向き合うこと、それが始まり-8
「いや、それ、私死にません? うまく着地できなかったらどうするんですか、地面に激突するじゃないですか」
「大丈夫だ。なぜなら俺が以前大丈夫だったから」
「それは鏡さんだから……ってえ? ちょ? な、ええー……? これセクハ……ってまたですかぁぁぁぁぁぁぁぁぁぁぁ…………!?」
悠長に会話をしている余裕もなく、すぐ近くにまで兵士達が接近しているのを見て、鏡は強引にティナのリュックサックを掴むと、螺旋階段から飛び出して螺旋の中央へと移動してすぐさま真上へと投げ飛ばした。
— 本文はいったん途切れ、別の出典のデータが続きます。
PR #2720, opened 2024-10-15
fix(circuit-ui): DSYS-826 | tooltip and toggletip positioning issue

sirineJ:
Addresses [DSYS-826]( https://sumupteam.atlassian.net/browse/DSYS-826)

## Purpose

The experimental Tooltip and Toggletip components have some significant bugs that need to be fixed before we can mark them as stable.

- Positioning: The floating element becomes detached from the reference element when the parent component is rerendered
- The Toggletip’s backdrop element is completely hidden on larger screens which might cause issues when global styles leak into the component

## Approach and changes

- Update the reference element for floating-ui on every re-render to ensure that the ref is always up-to-date.
- Apply `display: none` to Toggletip's backdrop element on large screens.

## Definition of done

* [ ] Development completed
* [ ] Reviewers assigned

### DIFF
--- a/.changeset/fair-cows-type.md
+++ b/.changeset/fair-cows-type.md
@@ -1,0 +1,5 @@
+---
+"@sumup/circuit-ui": patch
+---
+
+Fixed positioning issue of the Tooltip and the Toggletip components. Improved styling of the Toggletip's backdrop element.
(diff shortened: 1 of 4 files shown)


connor-baer (approved):
Amazing job tracking down the positioning issue! 🌟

投げ飛ばされたティナは凄まじい速度で螺旋階段の頂上付近にギリギリ届くか届かないかくらいの場所にまで飛び上がると、螺旋階段の柵部分にかつてない程に必死な形相で手を引っ掛けさせ、ぜぇはぁと息を乱しながら再び階段へと足をつける。
「な、何すんですかああああ! 殺す気ですか!?」
そして半分泣きになりながら激怒しつつ、螺旋階段の柵から顔を出してそう叫んだ。
「おー、意外とピンピンしてるな。よし、次は……」
「え、ぼ、ボクはその、ちょっと」
すぐさま次の行動に出ようと鏡はアリスに視線を向ける。だが、さすがに酷だと感じたタカコがアリスの身体を担ぐと、「アリスちゃん、しっかり捕まってて」と告げ、軽快な身のこなしで垂直に駆け上るようにして一気にティナのいる元へと向かう。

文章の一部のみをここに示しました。